=== Supplied material ===
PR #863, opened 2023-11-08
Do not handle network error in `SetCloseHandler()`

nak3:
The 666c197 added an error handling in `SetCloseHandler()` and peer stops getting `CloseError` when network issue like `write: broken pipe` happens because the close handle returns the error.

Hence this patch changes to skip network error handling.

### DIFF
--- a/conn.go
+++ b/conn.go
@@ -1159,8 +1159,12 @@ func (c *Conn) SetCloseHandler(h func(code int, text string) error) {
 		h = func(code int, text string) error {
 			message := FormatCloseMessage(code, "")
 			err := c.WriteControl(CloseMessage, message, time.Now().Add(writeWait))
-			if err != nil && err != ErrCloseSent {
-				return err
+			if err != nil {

=== What the exercise asks ===
All entries should be restated word for word.

=== Result of this exercise ===
PR #863, opened 2023-11-08
Do not handle network error in `SetCloseHandler()`

nak3:
The 666c197 added an error handling in `SetCloseHandler()` and peer stops getting `CloseError` when network issue like `write: broken pipe` happens because the close handle returns the error.

Hence this patch changes to skip network error handling.

### DIFF
--- a/conn.go
+++ b/conn.go
@@ -1159,8 +1159,12 @@ func (c *Conn) SetCloseHandler(h func(code int, text string) error) {
 		h = func(code int, text string) error {
 			message := FormatCloseMessage(code, "")
 			err := c.WriteControl(CloseMessage, message, time.Now().Add(writeWait))
-			if err != nil && err != ErrCloseSent {
-				return err
+			if err != nil {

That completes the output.